### LISTED RECORDS
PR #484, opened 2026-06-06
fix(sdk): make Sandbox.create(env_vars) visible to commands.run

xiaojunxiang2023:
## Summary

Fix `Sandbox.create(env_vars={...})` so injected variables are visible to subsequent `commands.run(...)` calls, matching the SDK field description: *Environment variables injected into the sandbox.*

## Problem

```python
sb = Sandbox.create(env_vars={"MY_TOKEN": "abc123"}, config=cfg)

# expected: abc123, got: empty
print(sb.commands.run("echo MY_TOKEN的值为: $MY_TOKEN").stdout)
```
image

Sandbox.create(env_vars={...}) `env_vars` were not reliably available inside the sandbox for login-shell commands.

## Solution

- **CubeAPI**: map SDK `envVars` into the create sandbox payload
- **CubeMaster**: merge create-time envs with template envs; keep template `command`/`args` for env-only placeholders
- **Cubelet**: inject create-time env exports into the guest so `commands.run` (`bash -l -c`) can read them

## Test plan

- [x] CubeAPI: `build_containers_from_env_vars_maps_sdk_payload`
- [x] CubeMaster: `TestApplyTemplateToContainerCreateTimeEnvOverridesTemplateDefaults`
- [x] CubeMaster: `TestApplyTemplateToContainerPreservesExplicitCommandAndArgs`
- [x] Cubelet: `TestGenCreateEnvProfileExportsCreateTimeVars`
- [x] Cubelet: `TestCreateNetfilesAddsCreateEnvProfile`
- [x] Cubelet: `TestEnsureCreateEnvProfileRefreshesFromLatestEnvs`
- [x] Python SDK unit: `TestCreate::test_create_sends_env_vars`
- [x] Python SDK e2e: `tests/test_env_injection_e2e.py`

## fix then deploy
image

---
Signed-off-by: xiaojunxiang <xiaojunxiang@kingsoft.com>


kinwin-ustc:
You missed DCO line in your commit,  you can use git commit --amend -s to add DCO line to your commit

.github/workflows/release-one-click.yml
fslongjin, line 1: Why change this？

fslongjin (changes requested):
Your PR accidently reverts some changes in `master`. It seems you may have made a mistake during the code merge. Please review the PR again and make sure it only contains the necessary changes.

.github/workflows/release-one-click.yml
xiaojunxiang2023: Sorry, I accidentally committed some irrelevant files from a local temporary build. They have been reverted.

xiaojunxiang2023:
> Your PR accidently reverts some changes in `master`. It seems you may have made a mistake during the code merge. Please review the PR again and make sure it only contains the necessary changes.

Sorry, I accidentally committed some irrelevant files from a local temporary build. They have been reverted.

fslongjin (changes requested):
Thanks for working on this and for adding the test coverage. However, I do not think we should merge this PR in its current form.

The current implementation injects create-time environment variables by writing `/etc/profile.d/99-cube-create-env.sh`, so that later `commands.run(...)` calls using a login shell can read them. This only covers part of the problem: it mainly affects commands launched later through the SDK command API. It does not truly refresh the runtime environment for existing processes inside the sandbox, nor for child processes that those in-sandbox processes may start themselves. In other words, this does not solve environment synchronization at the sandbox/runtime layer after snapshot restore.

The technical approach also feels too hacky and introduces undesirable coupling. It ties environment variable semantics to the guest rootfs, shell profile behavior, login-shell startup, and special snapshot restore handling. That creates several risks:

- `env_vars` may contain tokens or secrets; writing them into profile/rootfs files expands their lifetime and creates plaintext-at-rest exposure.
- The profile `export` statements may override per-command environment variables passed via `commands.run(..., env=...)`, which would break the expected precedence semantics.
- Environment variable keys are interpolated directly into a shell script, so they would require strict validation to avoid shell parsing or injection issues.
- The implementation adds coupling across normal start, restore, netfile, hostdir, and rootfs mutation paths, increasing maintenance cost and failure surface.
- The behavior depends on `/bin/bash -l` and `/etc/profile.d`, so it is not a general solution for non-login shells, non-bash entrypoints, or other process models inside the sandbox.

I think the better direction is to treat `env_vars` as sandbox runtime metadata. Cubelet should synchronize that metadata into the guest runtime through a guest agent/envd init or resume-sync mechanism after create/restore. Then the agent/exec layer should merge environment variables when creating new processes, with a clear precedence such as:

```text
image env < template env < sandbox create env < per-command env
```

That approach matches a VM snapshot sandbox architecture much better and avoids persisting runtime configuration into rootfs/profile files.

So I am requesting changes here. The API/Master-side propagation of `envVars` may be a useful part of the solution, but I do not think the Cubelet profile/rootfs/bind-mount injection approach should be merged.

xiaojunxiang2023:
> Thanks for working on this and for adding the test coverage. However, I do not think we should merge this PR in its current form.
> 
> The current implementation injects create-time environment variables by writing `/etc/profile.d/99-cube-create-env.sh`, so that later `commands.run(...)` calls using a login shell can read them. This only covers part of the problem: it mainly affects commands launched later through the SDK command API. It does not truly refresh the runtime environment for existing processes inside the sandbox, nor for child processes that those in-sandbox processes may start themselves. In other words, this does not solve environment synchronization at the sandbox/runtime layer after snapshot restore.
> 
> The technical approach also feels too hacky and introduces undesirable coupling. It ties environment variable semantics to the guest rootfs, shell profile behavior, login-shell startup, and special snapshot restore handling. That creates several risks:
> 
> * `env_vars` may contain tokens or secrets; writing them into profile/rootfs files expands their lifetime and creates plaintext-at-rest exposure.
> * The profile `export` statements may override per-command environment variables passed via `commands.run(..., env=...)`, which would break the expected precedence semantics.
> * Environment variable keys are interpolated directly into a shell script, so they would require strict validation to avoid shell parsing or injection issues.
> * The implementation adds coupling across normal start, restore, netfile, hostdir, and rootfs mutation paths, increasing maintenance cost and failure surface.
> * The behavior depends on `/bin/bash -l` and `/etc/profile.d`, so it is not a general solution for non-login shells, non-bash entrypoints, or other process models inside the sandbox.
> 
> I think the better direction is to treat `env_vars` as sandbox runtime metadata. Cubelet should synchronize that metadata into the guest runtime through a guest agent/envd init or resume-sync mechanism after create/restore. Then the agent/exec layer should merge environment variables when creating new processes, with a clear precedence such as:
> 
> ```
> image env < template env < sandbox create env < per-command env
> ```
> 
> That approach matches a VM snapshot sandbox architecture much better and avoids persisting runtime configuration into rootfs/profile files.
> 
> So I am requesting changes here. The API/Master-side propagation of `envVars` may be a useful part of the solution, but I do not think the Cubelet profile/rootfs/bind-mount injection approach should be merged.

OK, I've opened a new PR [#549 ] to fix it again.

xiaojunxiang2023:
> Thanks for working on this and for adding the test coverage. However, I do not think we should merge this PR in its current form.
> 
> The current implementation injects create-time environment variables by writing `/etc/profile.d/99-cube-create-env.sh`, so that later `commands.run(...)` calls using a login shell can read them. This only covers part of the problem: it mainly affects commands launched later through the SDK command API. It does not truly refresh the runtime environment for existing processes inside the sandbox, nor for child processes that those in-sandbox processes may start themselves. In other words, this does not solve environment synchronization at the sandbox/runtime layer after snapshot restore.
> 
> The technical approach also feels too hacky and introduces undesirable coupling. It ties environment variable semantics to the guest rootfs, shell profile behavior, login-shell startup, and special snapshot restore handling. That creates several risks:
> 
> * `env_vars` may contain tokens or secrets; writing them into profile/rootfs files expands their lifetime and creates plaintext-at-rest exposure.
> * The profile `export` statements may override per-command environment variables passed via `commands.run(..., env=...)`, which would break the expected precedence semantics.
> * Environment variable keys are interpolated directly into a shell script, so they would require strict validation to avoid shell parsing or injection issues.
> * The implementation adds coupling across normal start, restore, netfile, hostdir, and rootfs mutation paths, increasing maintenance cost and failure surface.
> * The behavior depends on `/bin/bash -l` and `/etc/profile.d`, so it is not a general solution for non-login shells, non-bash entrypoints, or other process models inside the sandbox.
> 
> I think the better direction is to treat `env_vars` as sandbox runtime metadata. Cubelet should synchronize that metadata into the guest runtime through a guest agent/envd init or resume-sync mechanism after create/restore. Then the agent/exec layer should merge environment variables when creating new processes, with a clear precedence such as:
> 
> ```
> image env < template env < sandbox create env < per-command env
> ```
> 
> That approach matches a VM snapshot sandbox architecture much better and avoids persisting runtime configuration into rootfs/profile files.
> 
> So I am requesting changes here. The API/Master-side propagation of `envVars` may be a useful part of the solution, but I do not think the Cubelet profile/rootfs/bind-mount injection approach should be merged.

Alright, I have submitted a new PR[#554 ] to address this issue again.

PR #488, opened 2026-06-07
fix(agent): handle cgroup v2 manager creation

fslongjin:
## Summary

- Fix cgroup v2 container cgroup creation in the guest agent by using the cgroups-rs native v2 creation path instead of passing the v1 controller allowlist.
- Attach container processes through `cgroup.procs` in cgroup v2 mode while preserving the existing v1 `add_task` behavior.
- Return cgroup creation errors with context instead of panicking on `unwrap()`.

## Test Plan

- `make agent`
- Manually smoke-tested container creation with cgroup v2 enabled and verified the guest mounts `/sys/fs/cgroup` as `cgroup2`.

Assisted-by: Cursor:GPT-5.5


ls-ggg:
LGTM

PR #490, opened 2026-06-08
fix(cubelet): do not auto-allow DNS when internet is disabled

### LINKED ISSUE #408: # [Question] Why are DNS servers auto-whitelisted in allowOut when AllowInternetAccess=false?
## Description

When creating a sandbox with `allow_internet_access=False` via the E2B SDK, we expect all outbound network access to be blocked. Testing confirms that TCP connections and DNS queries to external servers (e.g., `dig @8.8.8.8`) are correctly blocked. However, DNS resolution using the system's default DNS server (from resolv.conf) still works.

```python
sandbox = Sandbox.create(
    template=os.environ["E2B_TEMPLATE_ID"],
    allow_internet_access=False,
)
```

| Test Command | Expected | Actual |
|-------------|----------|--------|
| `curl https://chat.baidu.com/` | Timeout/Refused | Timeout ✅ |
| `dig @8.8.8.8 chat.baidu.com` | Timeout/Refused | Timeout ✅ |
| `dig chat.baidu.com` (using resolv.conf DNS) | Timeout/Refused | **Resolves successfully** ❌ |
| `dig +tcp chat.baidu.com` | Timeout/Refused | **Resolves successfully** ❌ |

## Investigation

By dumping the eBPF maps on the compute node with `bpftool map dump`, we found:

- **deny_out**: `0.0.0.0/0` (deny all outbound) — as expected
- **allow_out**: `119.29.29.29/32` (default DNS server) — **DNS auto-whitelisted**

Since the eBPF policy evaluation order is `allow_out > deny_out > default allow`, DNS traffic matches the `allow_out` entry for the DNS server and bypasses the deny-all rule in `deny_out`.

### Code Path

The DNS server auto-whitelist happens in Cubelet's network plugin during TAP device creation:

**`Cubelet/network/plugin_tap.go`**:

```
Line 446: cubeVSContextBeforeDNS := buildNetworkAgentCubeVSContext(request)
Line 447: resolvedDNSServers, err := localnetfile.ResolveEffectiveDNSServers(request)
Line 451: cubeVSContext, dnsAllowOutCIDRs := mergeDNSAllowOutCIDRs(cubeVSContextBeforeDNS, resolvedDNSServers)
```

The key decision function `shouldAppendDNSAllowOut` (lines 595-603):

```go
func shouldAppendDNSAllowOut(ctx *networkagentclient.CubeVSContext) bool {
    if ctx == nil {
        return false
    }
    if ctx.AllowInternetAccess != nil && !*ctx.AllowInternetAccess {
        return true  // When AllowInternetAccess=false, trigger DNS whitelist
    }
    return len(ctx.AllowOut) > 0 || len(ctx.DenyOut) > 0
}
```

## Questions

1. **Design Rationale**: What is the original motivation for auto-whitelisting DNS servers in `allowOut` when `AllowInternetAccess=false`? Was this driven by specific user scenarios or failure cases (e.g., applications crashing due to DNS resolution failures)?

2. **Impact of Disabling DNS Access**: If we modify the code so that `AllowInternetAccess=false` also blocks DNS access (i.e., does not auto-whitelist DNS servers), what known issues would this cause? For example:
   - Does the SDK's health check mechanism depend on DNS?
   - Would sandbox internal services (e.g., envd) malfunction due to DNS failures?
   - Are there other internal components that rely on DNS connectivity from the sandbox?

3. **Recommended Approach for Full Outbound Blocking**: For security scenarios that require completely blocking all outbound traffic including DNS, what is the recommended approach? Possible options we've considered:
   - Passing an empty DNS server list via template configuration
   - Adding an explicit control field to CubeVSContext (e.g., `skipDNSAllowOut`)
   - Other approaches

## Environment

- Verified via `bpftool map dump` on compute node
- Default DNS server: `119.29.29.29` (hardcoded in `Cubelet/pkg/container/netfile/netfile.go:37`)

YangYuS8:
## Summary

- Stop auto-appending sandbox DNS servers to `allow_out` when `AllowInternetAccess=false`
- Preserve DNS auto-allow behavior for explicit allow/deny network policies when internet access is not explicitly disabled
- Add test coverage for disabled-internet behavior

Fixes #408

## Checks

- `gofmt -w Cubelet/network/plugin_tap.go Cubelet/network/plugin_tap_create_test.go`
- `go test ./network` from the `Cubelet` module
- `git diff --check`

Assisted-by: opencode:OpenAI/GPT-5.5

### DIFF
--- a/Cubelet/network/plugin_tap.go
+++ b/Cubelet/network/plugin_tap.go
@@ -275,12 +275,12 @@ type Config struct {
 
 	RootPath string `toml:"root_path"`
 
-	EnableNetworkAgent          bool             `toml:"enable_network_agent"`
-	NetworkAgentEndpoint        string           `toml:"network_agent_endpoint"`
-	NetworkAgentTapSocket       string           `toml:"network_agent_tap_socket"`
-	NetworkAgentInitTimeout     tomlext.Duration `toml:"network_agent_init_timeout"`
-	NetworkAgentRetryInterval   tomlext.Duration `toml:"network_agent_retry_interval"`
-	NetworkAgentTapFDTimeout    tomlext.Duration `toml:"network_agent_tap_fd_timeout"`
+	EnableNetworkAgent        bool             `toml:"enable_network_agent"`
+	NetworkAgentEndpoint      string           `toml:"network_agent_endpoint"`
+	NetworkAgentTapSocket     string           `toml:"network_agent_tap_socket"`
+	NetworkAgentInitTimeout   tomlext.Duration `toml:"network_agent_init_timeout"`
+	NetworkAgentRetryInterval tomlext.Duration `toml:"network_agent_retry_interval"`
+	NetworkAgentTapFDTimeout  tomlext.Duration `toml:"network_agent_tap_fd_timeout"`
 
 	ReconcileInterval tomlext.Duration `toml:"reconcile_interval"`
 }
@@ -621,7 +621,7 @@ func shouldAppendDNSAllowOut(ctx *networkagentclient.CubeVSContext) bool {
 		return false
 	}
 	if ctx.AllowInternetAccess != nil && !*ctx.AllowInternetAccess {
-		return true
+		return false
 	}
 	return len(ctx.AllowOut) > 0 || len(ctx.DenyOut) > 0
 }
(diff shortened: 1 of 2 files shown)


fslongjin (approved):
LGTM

### YOUR TASK
In the listing above, find the line with "fix(cubelet): do not" and the line with "### Code Path"; output exactly those lines and all lines between them.

### ANSWER SECTION
fix(cubelet): do not auto-allow DNS when internet is disabled

### LINKED ISSUE #408: # [Question] Why are DNS servers auto-whitelisted in allowOut when AllowInternetAccess=false?
## Description

When creating a sandbox with `allow_internet_access=False` via the E2B SDK, we expect all outbound network access to be blocked. Testing confirms that TCP connections and DNS queries to external servers (e.g., `dig @8.8.8.8`) are correctly blocked. However, DNS resolution using the system's default DNS server (from resolv.conf) still works.

```python
sandbox = Sandbox.create(
    template=os.environ["E2B_TEMPLATE_ID"],
    allow_internet_access=False,
)
```

| Test Command | Expected | Actual |
|-------------|----------|--------|
| `curl https://chat.baidu.com/` | Timeout/Refused | Timeout ✅ |
| `dig @8.8.8.8 chat.baidu.com` | Timeout/Refused | Timeout ✅ |
| `dig chat.baidu.com` (using resolv.conf DNS) | Timeout/Refused | **Resolves successfully** ❌ |
| `dig +tcp chat.baidu.com` | Timeout/Refused | **Resolves successfully** ❌ |

## Investigation

By dumping the eBPF maps on the compute node with `bpftool map dump`, we found:

- **deny_out**: `0.0.0.0/0` (deny all outbound) — as expected
- **allow_out**: `119.29.29.29/32` (default DNS server) — **DNS auto-whitelisted**

Since the eBPF policy evaluation order is `allow_out > deny_out > default allow`, DNS traffic matches the `allow_out` entry for the DNS server and bypasses the deny-all rule in `deny_out`.

### Code Path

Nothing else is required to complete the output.